W₀ = 0 (starts at zero) · Independent increments: W_t − W_s ⊥ W_s − W_r for r < s < t · Stationary increments: W_t − W_s ~ N(0, t−s) · Continuous sample paths almost surely.
“What is E[W_t²]?”
Since W_t ~ N(0,t), we have E[W_t²] = Var(W_t) = t. This result, [W,W]_t = t, is the foundation of Itô's lemma.
“Compute the quadratic variation of Brownian motion and explain why it matters.”
[W,W]_t = t, captured by the heuristic (dW_t)² = dt. This non-zero quadratic variation is why stochastic calculus differs from ordinary calculus — Taylor expansions must include second-order terms.
“Show that M_t = W_t² − t is a martingale.”
Apply Itô's lemma to f(t,x) = x² − t: dM_t = 2W_t dW_t + dt − dt = 2W_t dW_t. No drift term remains, so M_t is a martingale.
“Compute P(max_{0≤s≤t} W_s ≥ a) for a > 0.”
By the reflection principle: P(max_{0≤s≤t} W_s ≥ a) = 2P(W_t ≥ a) = 2(1 − Φ(a/√t)). This result appears in barrier option pricing and first-passage-time problems.
Itô's Lemma
Problems 6–10 · The stochastic chain rule — the most tested topic at derivatives desks
“Find d(e^{W_t}).”
With f(x) = eˣ: d(e^{W_t}) = e^{W_t} dW_t + ½e^{W_t} dt. The ½e^{W_t}dt 'Itô correction' has no ordinary-calculus analogue. It ensures E[e^{W_t}] = e^{t/2}, not 1.
“Find d(W_t³).”
With f′ = 3x², f″ = 6x: d(W_t³) = 3W_t² dW_t + 3W_t dt.

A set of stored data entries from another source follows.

PR #2248, opened 2023-11-26
users: Add support for crypt_gensalt for user passwords

EbonJaeger:
This attempts to locate the presense of the crypt_gensalt function in the crypto library in use. Many distributions have switched to libxcrypt, which provides this function. This means that Calamares can use the native library implementation instead of generating password salts itself, which, depending on the distro's configuration, may be more secure.

If the function can not be found, fallback to the current method of generating password salts.

Tested on Solus, which now uses libxcrypt and the yescrypt function by default.

Signed-off-by: Evan Maddock <maddock.evan@vivaldi.net>

### DIFF
--- a/src/modules/users/CMakeLists.txt
+++ b/src/modules/users/CMakeLists.txt
@@ -6,6 +6,16 @@
 find_package(${qtname} ${QT_VERSION} CONFIG REQUIRED Core DBus Network)
 find_package(Crypt REQUIRED)
 
+# Check for crypt_gensalt
+if(Crypt_FOUND)
+    list(APPEND CMAKE_REQUIRED_LIBRARIES crypt)
+    include(CheckSymbolExists)
+    check_symbol_exists(crypt_gensalt crypt.h HAS_CRYPT_GENSALT)
+    if(HAS_CRYPT_GENSALT)
+        add_definitions(-DHAVE_CRYPT_GENSALT)
+    endif()
+endif()
+
 # Add optional libraries here
 set(USER_EXTRA_LIB
     ${kfname}::CoreAddons
@@ -78,7 +88,9 @@ calamares_add_plugin(users
     SHARED_LIB
 )
 
-calamares_add_test(userspasswordtest SOURCES TestPasswordJob.cpp SetPasswordJob.cpp LIBRARIES ${CRYPT_LIBRARIES})
+if(NOT HAS_CRYPT_GENSALT)
+    calamares_add_test(userspasswordtest SOURCES TestPasswordJob.cpp SetPasswordJob.cpp LIBRARIES ${CRYPT_LIBRARIES})
+endif()
 
 calamares_add_test(
     usersgroupstest
--- a/src/modules/users/CMakeLists.txt
+++ b/src/modules/users/CMakeLists.txt
@@ -8,9 +8,11 @@ find_package(Crypt REQUIRED)
 
 # Check for crypt_gensalt
 if(Crypt_FOUND)
+    set(_old_CRL "${CMAKE_REQUIRED_LIBRARIES}")
     list(APPEND CMAKE_REQUIRED_LIBRARIES crypt)
     include(CheckSymbolExists)
     check_symbol_exists(crypt_gensalt crypt.h HAS_CRYPT_GENSALT)
+    set(CMAKE_REQUIRED_LIBRARIES "${_old_CRL}")
     if(HAS_CRYPT_GENSALT)
         add_definitions(-DHAVE_CRYPT_GENSALT)
     endif()
--- a/src/modules/users/SetPasswordJob.cpp
+++ b/src/modules/users/SetPasswordJob.cpp
@@ -44,6 +44,7 @@ SetPasswordJob::prettyStatusMessage() const
     return tr( "Setting password for user %1." ).arg( m_userName );
 }
 
+#ifndef HAVE_CRYPT_GENSALT
 /// Returns a modular hashing salt for method 6 (SHA512) with a 16 character random salt.
 QString
 SetPasswordJob::make_salt( int length )
@@ -67,6 +68,7 @@ SetPasswordJob::make_salt( int length )
     salt_string.append( '$' );
     return salt_string;
 }
+#endif
 
 Calamares::JobResult
 SetPasswordJob::exec()
@@ -90,7 +92,14 @@ SetPasswordJob::exec()
         return Calamares::JobResult::ok();
     }
 
-    QString encrypted = QString::fromLatin1( crypt( m_newPassword.toUtf8(), make_salt( 16 ).toUtf8() ) );
+    QString salt;
+#ifdef HAVE_CRYPT_GENSALT
+    salt = crypt_gensalt( NULL, 0, NULL, 0 );
+#else
+    salt = make_salt( 16 );
+#endif
+
+    QString encrypted = QString::fromLatin1( crypt( m_newPassword.toUtf8(), salt.toUtf8() ) );
 
     int ec = Calamares::System::instance()->targetEnvCall( { "usermod", "-p", encrypted, m_userName } );
     if ( ec )
--- a/src/modules/users/SetPasswordJob.h
+++ b/src/modules/users/SetPasswordJob.h
@@ -22,8 +22,9 @@ public:
     QString prettyName() const override;
     QString prettyStatusMessage() const override;
     Calamares::JobResult exec() override;
-
+#ifndef HAVE_CRYPT_GENSALT
     static QString make_salt( int length );
+#endif /* HAVE_CRYPT_GENSALT */
 
 private:
     QString m_userName;


src/modules/users/CMakeLists.txt
```diff
@@ -6,6 +6,16 @@
 find_package(${qtname} ${QT_VERSION} CONFIG REQUIRED Core DBus Network)
 find_package(Crypt REQUIRED)
 
+# Check for crypt_gensalt
+if(Crypt_FOUND)
+    list(APPEND CMAKE_REQUIRED_LIBRARIES crypt)
```
adriaandegroot, line 12: You'll want to undo this after the call to `check_symbol_exists()`, so first, make a copy:
```suggestion
    set(_old_CRL "${CMAKE_REQUIRED_LIBRARIES}")
    list(APPEND CMAKE_REQUIRED_LIBRARIES crypt)
```

src/modules/users/CMakeLists.txt
```diff
@@ -6,6 +6,16 @@
...
+    include(CheckSymbolExists)
+    check_symbol_exists(crypt_gensalt crypt.h HAS_CRYPT_GENSALT)
```
adriaandegroot, line 14: And undo afterwards:
```suggestion
    check_symbol_exists(crypt_gensalt crypt.h HAS_CRYPT_GENSALT)
    set(CMAKE_REQUIRED_LIBRARIES "${_old_CRL}")
```

src/modules/users/CMakeLists.txt
```diff
@@ -6,6 +6,16 @@
...
+    if(HAS_CRYPT_GENSALT)
+        add_definitions(-DHAVE_CRYPT_GENSALT)
+    endif()
```
adriaandegroot, line 18: Do this later, when you have a target to add the definitions to. Also, you don't need `-D` when adding definitions. CMake is smart enough to know how to add a definition for the compiler being used. So just drop these lines

adriaandegroot: Then down below, add lines
```
if(Crypt_FOUND AND HAS_CRYPT_GENSALT)
target_compile_definitions(users_internal PRIVATE HAVE_CRYPT_GENSALT)
endif()
```

(Note that the rest of the CMake code shows all of the bad habits that I'm telling you not to follow .. don't use it as an example, really)

src/modules/users/SetPasswordJob.cpp
```diff
@@ -44,6 +44,7 @@ SetPasswordJob::prettyStatusMessage() const
     return tr( "Setting password for user %1." ).arg( m_userName );
 }
 
+#ifndef HAVE_CRYPT_GENSALT
```
adriaandegroot, line 47: I would ifdef the implementation, myself: leave the API intact, leave the callers unchanged, but
- fix the misleading comment (it uses `length`, not 16)
- change the comment into a full Doxygen `/** */` comment explaining that ... but if this other thing ...
- internally, use `#ifdef HAVE_CRYPT_GENSALT` to return `crypt_gensalt( NULL, 0, NULL, 0 )` 

Is there no way to specify a length for that function? Does it just always return 16 bytes, or what? 

Also, prefer `nullptr` over `NULL`.

src/modules/users/SetPasswordJob.cpp
```diff
@@ -90,7 +92,14 @@ SetPasswordJob::exec()
         return Calamares::JobResult::ok();
     }
 
-    QString encrypted = QString::fromLatin1( crypt( m_newPassword.toUtf8(), make_salt( 16 ).toUtf8() ) );
```
adriaandegroot, line 93: Leave this alone by replacing the implementation of `make_salt()` instead. It could be a `const QString` though.

src/modules/users/CMakeLists.txt
```diff
@@ -78,7 +88,9 @@ calamares_add_plugin(users
     SHARED_LIB
 )
 
-calamares_add_test(userspasswordtest SOURCES TestPasswordJob.cpp SetPasswordJob.cpp LIBRARIES ${CRYPT_LIBRARIES})
+if(NOT HAS_CRYPT_GENSALT)
+    calamares_add_test(userspasswordtest SOURCES TestPasswordJob.cpp SetPasswordJob.cpp LIBRARIES ${CRYPT_LIBRARIES})
```
adriaandegroot, line 94: What makes the test unsuitable if this function is available?

If it's about testing internal functions, see comments below about how I would prefer keeping `make_salt()` around.

adriaandegroot (commented):
As a whole, looks good -- I'll trust you on the operation of this extra function in libcrypt. Take the review comments as "this could be better", but I realise that they're also all stylistic, not functional. I could chase them down in a post-merge fix, too.

src/modules/users/CMakeLists.txt
EbonJaeger: > Note that the rest of the CMake code shows all of the bad habits that I'm telling you not to follow .. don't use it as an example, really

Ah, see, that's exactly what I did, being unfamiliar with CMake :joy:

src/modules/users/CMakeLists.txt
EbonJaeger: I suppose the question becomes how to test it, or rather, how to make it reproducible. When a null pointer is passed to the `prefix` argument of `crypt_gensalt()`, it will pick the best available hashing method, which could potentially change from system to system (this is probably unlikely), or simply over time as newer, better methods are discovered.

src/modules/users/CMakeLists.txt
EbonJaeger: So to make sure I have this right, the whole thing should look like:

```cmake
# Check for crypt_gensalt
if(Crypt_FOUND)
    set(_old_CRL "${CMAKE_REQUIRED_LIBRARIES}")
    list(APPEND CMAKE_REQUIRED_LIBRARIES crypt)
    include(CheckSymbolExists)
    check_symbol_exists(crypt_gensalt crypt.h HAS_CRYPT_GENSALT)
    set(CMAKE_REQUIRED_LIBRARIES "${_old_CRL}")
endif()

if(Crypt_FOUND AND HAS_CRYPT_GENSALT)
    target_compile_definitions(users_internal PRIVATE HAVE_CRYPT_GENSALT)
endif()
```

src/modules/users/SetPasswordJob.cpp
ReillyBrogan: > Is there no way to specify a length for that function? Does it just always return 16 bytes, or what?

So I think this question comes from a misunderstanding of what the `crypt()` function actually is doing. It takes two arguments, `prefix`, and `password`, and returns a hash which is guaranteed to be identical to output of another call of the function with the same prefix and password. 

The prefix is composed of multiple parts. Previously, we were manually construction a prefix that would look like this: `$6$GkZUpcVNX.ErIfwo`. This breaks down to `$6` as specifying the `sha512crypt` algorithm, and then `GkZUpcVNX.ErIfwo` as the randomly generated salt to use. The `sha512crypt` algorithm only accepts two inputs, the salt and the password so this prefix was sufficient for the `crypt()` function.

What `crypt_gensalt( NULL, 0, NULL, 0 )` is doing instead, is asking libxcrypt to return a cryptographically generated prefix of whatever algorithm libxcrypt considers strongest of the algorithms it was compiled with and the default settings for that algorithm. libxcrypt is almost always compiled with the `--enable-hashes=strong` option, which means that it will consider yescrypt to be the strongest algorithm it has available. 

On such a system an example prefix returned by `crypt_gensalt` would be `$y$j9T$ixuQH9rz2Bfh9yWXs0BJ2/`. This breaks down to `$y` as the identifier for the yescrypt algorithm, `j9T` as parameters of the yescrypt algorithm (the breakdown of what `j9T` mean is a bit outside the scope of this response, but you can read up on it [here](https://unix.stackexchange.com/questions/690679/what-does-j9t-mean-in-yescrypt-from-etc-shadow) if you want). Then `ixuQH9rz2Bfh9yWXs0BJ2/` is a randomly generated salt suitable for cryptographic use. 

It is possible to change the arguments of the `crypt_gensalt` function to get a specific algorithm or salt of a specified length out of it, but it's not really necessary (or even desirable) in this case. The entire point of switching to `crypt_gensalt` is to pass the decision of what algorithm and other default settings to the distro so they can use whatever they feel best (via patches or compile-time build parameters). Solus itself is specifically seeking this feature because we've migrated to yescrypt as the default password hashing algorithm and would like that to be reflected by hashes created by the installer as well.

Some background information on this from the related Fedora change: https://fedoraproject.org/wiki/Changes/yescrypt_as_default_hashing_method_for_shadow

src/modules/users/CMakeLists.txt
ReillyBrogan: I assume the CI system has libxcrypt if it's at all using a recent distribution. Considering that `crypt_gensalt` is supposed to return random output I'm not sure what the best way to wire this up for tests is. I can only think of creating a static yescrypt or sha512crypt prefix and using that to determine if the password hashing function returns expected output?

src/modules/users/CMakeLists.txt
adriaandegroot: Just right! The second `if()` goes lower in the file, because it refers to the target *users_internal*, which must exist by then.

src/modules/users/CMakeLists.txt
adriaandegroot: Aha, so we can check "does it return the thing" but since it is supposed to return the **best** thing at any given time, that thing may change and we'd end up with broken-by-external-changes tests. Not what we want. 

Thanks for the explanation.

src/modules/users/SetPasswordJob.cpp
adriaandegroot: Thanks for the explanation.

adriaandegroot (approved):
LGTM, I'll merge it and then repair any fallout in CI.

src/modules/users/CMakeLists.txt
EbonJaeger: I think I understand. Thanks!

EbonJaeger:
Did you still want me to change the #ifdefs to inside the body of the function?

“Solve dS_t = μS_t dt + σS_t dW_t.”
Apply Itô's lemma to ln S_t: d(ln S_t) = (μ − σ²/2) dt + σ dW_t. Integrating: S_t = S₀ exp[(μ − σ²/2)t + σW_t]. The −σ²/2 Itô correction ensures E[S_t] = S₀e^{μt}.
“Compute ∫₀ᵀ W_t d(eᵗ).”
By Itô's product rule with deterministic eᵗ: d(W_t eᵗ) = eᵗ dW_t + W_t eᵗ dt. Integrating: ∫₀ᵀ W_t eᵗ dt = W_T e^T − ∫₀ᵀ eᵗ dW_t.
“State the Itô isometry and apply it.”
For adapted H_t: E[(∫₀ᵀ H_t dW_t)²] = E[∫₀ᵀ H_t² dt]. Example: E[(∫₀ᵀ W_t dW_t)²] = ∫₀ᵀ E[W_t²] dt = ∫₀ᵀ t dt = T²/2.
SDEs and Key Processes
Problems 11–15 · GBM, OU, Vasicek, CEV, and Feynman-Kac
“Solve dX_t = κ(θ − X_t) dt + σ dW_t.”
Using integrating factor e^{κt}: X_t = θ + (X₀ − θ)e^{−κt} + σ∫₀ᵗ e^{−κ(t−s)} dW_s. X_t is Gaussian; the mean reverts to θ at speed κ. Used for interest rates (Vasicek) and spread trading.
“Write the CEV SDE and explain when it reduces to GBM.”
dS_t = μS_t dt + σS_t^γ dW_t. When γ = 1: this is GBM. When γ < 1: volatility rises as S falls (leverage effect), generating an implied volatility skew absent from standard GBM.
“What does the Vasicek model predict about future rates, and what is its key limitation?”
dr_t = κ(θ − r_t) dt + σ dW_t implies normally distributed future rates with mean reversion. Key limitation: rates can turn negative — which became empirically relevant in EUR and JPY markets after 2014.
“State the conditions for a strong solution to an SDE.”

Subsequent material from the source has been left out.